[Stored data entries]
┌──
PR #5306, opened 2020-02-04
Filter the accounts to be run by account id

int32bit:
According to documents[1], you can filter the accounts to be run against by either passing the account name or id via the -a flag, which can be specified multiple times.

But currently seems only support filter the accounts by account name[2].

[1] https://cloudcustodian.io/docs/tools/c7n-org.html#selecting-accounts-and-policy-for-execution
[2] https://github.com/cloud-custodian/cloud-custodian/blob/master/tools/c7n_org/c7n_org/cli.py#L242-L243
└──
» **Problem statement**: Go back to the data above and please quote exactly, and only, the lines from the line with "According to documents[1], you" through its last line.

» **Written response**:
According to documents[1], you can filter the accounts to be run against by either passing the account name or id via the -a flag, which can be specified multiple times.

But currently seems only support filter the accounts by account name[2].

[1] https://cloudcustodian.io/docs/tools/c7n-org.html#selecting-accounts-and-policy-for-execution
[2] https://github.com/cloud-custodian/cloud-custodian/blob/master/tools/c7n_org/c7n_org/cli.py#L242-L243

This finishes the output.